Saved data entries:
PR #1151, opened 2021-05-31
NPC2 game demo bug fixes related to recent merges

jeyeong:
Recent merges (specifically, case insensitivity) resulted in issues within the NPC and dialogue modules. This pull request fixes those issues. Specifically:
- The issue of items not being able to be found from game->all_items
- The issue of NPCs not being able to be talked to
- The issue of dialogue actions resulting in the game crashing
- Certain tests (Criterion assert_eq's) not passing due to remedies to the above issues
- Chiventure was unable to load rooms if there connection formed a cycle.


matiasp-10 (approved):
Looks good to me!

src/game-state/src/game.c
```diff
@@ -237,7 +237,7 @@ room_t *find_room_from_game(game_t *game, char* room_id)
 item_t *get_item_from_game(game_t *game, char *item_id)
 {
     item_t *i;
-    HASH_FIND(hh_all_items, game->all_items, item_id,
+    HASH_FIND(hh_all_items, game->all_items, case_insensitized_string(item_id),
```
pkasner, line 240: The case_insensitized_string() function mallocs a new string and needs to be freed.

src/game-state/src/game.c
```diff
@@ -246,7 +246,7 @@ item_t *get_item_from_game(game_t *game, char *item_id)
 npc_t *get_npc(game_t *game, char *npc_id)
 {
     npc_t *n;
-    HASH_FIND(hh, game->all_npcs, npc_id,
+    HASH_FIND(hh, game->all_npcs, case_insensitized_string(npc_id),
```
pkasner, line 249: Need to be able to free the case_insensitized_string. Alternatively, does this become redundant because we changed the npc's npc_id to be lowercase when we call npc_new?

src/npc/src/dialogue.c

» **Instructions to follow**
Every record above belongs in the answer, reproduced exactly.

» **Completed task**
PR #1151, opened 2021-05-31
NPC2 game demo bug fixes related to recent merges

jeyeong:
Recent merges (specifically, case insensitivity) resulted in issues within the NPC and dialogue modules. This pull request fixes those issues. Specifically:
- The issue of items not being able to be found from game->all_items
- The issue of NPCs not being able to be talked to
- The issue of dialogue actions resulting in the game crashing
- Certain tests (Criterion assert_eq's) not passing due to remedies to the above issues
- Chiventure was unable to load rooms if there connection formed a cycle.


matiasp-10 (approved):
Looks good to me!

src/game-state/src/game.c
```diff
@@ -237,7 +237,7 @@ room_t *find_room_from_game(game_t *game, char* room_id)
 item_t *get_item_from_game(game_t *game, char *item_id)
 {
     item_t *i;
-    HASH_FIND(hh_all_items, game->all_items, item_id,
+    HASH_FIND(hh_all_items, game->all_items, case_insensitized_string(item_id),
```
pkasner, line 240: The case_insensitized_string() function mallocs a new string and needs to be freed.

src/game-state/src/game.c
```diff
@@ -246,7 +246,7 @@ item_t *get_item_from_game(game_t *game, char *item_id)
 npc_t *get_npc(game_t *game, char *npc_id)
 {
     npc_t *n;
-    HASH_FIND(hh, game->all_npcs, npc_id,
+    HASH_FIND(hh, game->all_npcs, case_insensitized_string(npc_id),
```
pkasner, line 249: Need to be able to free the case_insensitized_string. Alternatively, does this become redundant because we changed the npc's npc_id to be lowercase when we call npc_new?

src/npc/src/dialogue.c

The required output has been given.